Heat transfer characteristics of a non-premixed turbulent flame formed in a curved rectangular duct

Abstract

Heat transfer characteristics of a non-premixed turbulent flame formed in a curved rectangular duct (180° bend) were investigated experimentally. Key turbulence quantities of velocity and thermal fields such as Reynolds stress components and turbulent heat fluxes were measured using a combined LDV and fine-wire thermocouple technique. These measurements provided direct evidence of the occurrence of the anomalous phenomenon of counter-gradient heat transfer, which can be ascribed to the presence of a strong pressure-gradient in the radial direction of the curved duct. The experiment also revealed that the onset region of this “counter-gradient” diffusion was adjacent to the strong “gradient” diffusion region.

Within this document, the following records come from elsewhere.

PR #2171, opened 2019-07-30
Feature/status service fix

ftdholbrook:
Fix for RP-605
- created new service "TenantAdministrationStatusSyncService" that keeps the status service in sync based of periodic pulls from the config props service
- DefaultTenantConfigurationViewService#allTenantConfigurations now driven entirely from status service


admin-service/src/main/java/org/opentestsystem/rdw/admin/multitenant/administration/TenantAdministrationStatus.java
```diff
@@ -1,10 +1,24 @@
...
+    DELETE_PUBLISHING_CONFIGURATION_CHANGES,
+    DELETE_CLEARING_DATABASE_RESOURCES,
+    DELETE_CLEARING_S3_RESOURCES,
+    DELETE_CLEAR_CACHES,
+    DELETE_FAILED,
+    UPDATE_STARTED,
+    UPDATE_PERSISTING_CONFIGURATION,
+    UPDATE_PUBLISHING_CONFIGURATION_CHANGES,
+    UPDATE_CLEAR_CACHES,
+    UPDATE_FAILED,
```
esotrope: we'll need to make ui messages for each of these. shall i open a PR against this branch?

admin-service/src/main/java/org/opentestsystem/rdw/admin/multitenant/administration/impl/DefaultTenantAdministrationStatusSyncService.java
```diff
@@ -0,0 +1,125 @@
...
+                                                        Long updateDelayMinutes) {
+        this.statusService = statusService;
+        this.configpropsService = configpropsService;
+        this.configServerClient = configServerClient;
+        this.createDelayMinutes = createDelayMinutes;
+        this.updateDelayMinutes = updateDelayMinutes;
+    }
+
+    @Scheduled(initialDelayString = "${app.multitenant.statusSync.initialDelay.:30000}",
+            fixedDelayString = "${app.multitenant.statusSync.fixedDelay.:30000}")
```
esotrope: this also means the UI should poll at approx this rate or a little slower then right?

admin-service/src/main/java/org/opentestsystem/rdw/admin/multitenant/administration/TenantAdministrationStatus.java
ftdholbrook: Yes @esotrope please update the UI.  Unless it is a huge change, just check directly into this branch and we will do it all in the same PR.

esotrope: sounds good - should be small

admin-service/src/main/java/org/opentestsystem/rdw/admin/multitenant/administration/impl/DefaultTenantAdministrationStatusSyncService.java
ftdholbrook: I don't think there is much utility in polling faster that 1/2 that speed (15 seconds).  It may be the boundaries align such that you effectively were polling once a minute (59.9 seconds) if you went all the way up to 30 seconds.

malaffoon: Are those trailing dots correct, i've never seen that before?

admin-service/src/main/java/org/opentestsystem/rdw/admin/multitenant/configuiration/TenantAdministrationConfiguration.java
```diff
@@ -42,15 +45,15 @@
...
-    @Value("${tenant.tenantAdministration.statusService.expireAfterDays:4}")
-    private Integer statusServiceExpireAfterDays;
-
     @Value("${spring.cloud.config.uri}")
     private String configServerUri;
 
+    @Value("${app.multitenant.statusSync.createDelayMinutes:5}")
+    private Long createDelayMinutes;
+
+    @Value("${app.multitenant.statusSync.updateDelayMinutes:1}")
```
malaffoon: Seems inconsistent to have these configured as minutes while other `statusSync` values are millis. Probably not worth changing, i'm just curious why you chose to do these in minutes.

admin-service/src/main/java/org/opentestsystem/rdw/admin/multitenant/configuiration/TenantAdministrationConfiguration.java
```diff
@@ -42,15 +45,15 @@
...
-    @Value("${tenant.tenantAdministration.statusService.maximumSize:100}")
-    private Integer statusServiceMaximumSize;
-
-    @Value("${tenant.tenantAdministration.statusService.expireAfterDays:4}")
-    private Integer statusServiceExpireAfterDays;
-
     @Value("${spring.cloud.config.uri}")
     private String configServerUri;
 
+    @Value("${app.multitenant.statusSync.createDelayMinutes:5}")
```
malaffoon: You have these as members of the Configuration class, that seems ... different. Why are they not just @Value params in the @Bean method?

admin-service/src/main/java/org/opentestsystem/rdw/admin/multitenant/administration/impl/DefaultTenantAdministrationStatusSyncService.java
ftdholbrook: typo from bulk search replace, I'll fix

admin-service/src/main/java/org/opentestsystem/rdw/admin/multitenant/configuiration/TenantAdministrationConfiguration.java
ftdholbrook: minutes are the scale of the pause, so saving them in minutes.

admin-service/src/main/java/org/opentestsystem/rdw/admin/multitenant/configuiration/TenantAdministrationConfiguration.java
ftdholbrook: No reason, both ways work equally well.  I'm happy to swap them.

webapp/src/main/webapp/src/assets/i18n/en.json
```diff
@@ -911,11 +911,25 @@
     },
     "subject-select-label": "Subject",
     "tenant-status": {
-      "STARTED": "Started",
-      "CREATING_DATABASES": "Creating Databases",
-      "PERSISTING_CONFIGURATION": "Persisting Configurations",
-      "NOTIFYING_CONFIG_SERVER": "Notifying Configuration Server",
-      "FAILED": "Failed",
+      "CREATE_STARTED": "Creating",
```
esotrope: @malaffoon @ftdholbrook please double check these status messages and make sure they make sense

webapp/src/main/webapp/src/app/admin/tenant/pages/tenants/tenants.component.ts
```diff
@@ -13,11 +13,11 @@ import { filter, flatMap, map, takeUntil } from 'rxjs/operators';
...
 import { tap } from 'rxjs/internal/operators/tap';
 import { ordering } from '@kourge/ordering';
-import { byString, join } from '@kourge/ordering/comparator';
-import { completedTenantStatuses } from '../../model/tenant-statuses';
+import { byString } from '@kourge/ordering/comparator';
+import { completed } from '../../model/tenant-statuses';
 import { TenantModalService } from '../../service/tenant-modal.service';
 
-const pollingInterval = 1000;
+const pollingInterval = 1000 * 15; // backend polls at 30s
```
esotrope: now polling at 15s in UI (there is also logic to make sure the previous request finishes before the next is fired so it will not exactly fire every 15s)

webapp/src/main/webapp/src/assets/i18n/en.json
```diff
@@ -911,11 +911,25 @@
...
+      "DELETE_PUBLISHING_CONFIGURATION_CHANGES": "Publishing Configuration Changes",
+      "DELETE_CLEARING_DATABASE_RESOURCES": "Deleting Database Resources",
+      "DELETE_CLEARING_S3_RESOURCES": "Deleting Archive Resources",
+      "DELETE_CLEAR_CACHES": "Clearing Caches",
+      "DELETE_FAILED": "Deletion Failed",
+      "UPDATE_STARTED": "Updating",
+      "UPDATE_PERSISTING_CONFIGURATION": "Saving Configurations",
+      "UPDATE_PUBLISHING_CONFIGURATION_CHANGES": "Publishing Configuration Changes",
+      "UPDATE_CLEAR_CACHES": "Clearing Caches",
+      "UPDATE_FAILED": "Update Failed",
```
ftdholbrook: @esotrope LGTM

The quantitative appraisal of the production terms for the turbulent heat flux showed that the pressure gradient promoted gradient diffusion on the inner-wall (low-pressure) side of the curved-duct flame and caused counter-gradient diffusion on the outer-wall (high-pressure) side. The schlieren photography for visualizing the density field showed a totally different behavior of the burned gas parcels between the high- and low-pressure sides of the flame. The essential mechanism causing the counter-gradient diffusion can be explained by the unique motion of the high-temperature (low-density) gas parcel on the high-pressure side of the flame. High-temperature fluid motions tend to be preferentially damped by the pressure gradient imposed on the flow field. The occurrence of the counter-gradient diffusion phenomenon will of course lead to the collapse of the “gradient-diffusion hypothesis,” on which most conventional turbulence models rely. In such a field, the analogy between heat and mass transfer processes, which holds almost always in normal turbulent passive-scalar transport, can disappear.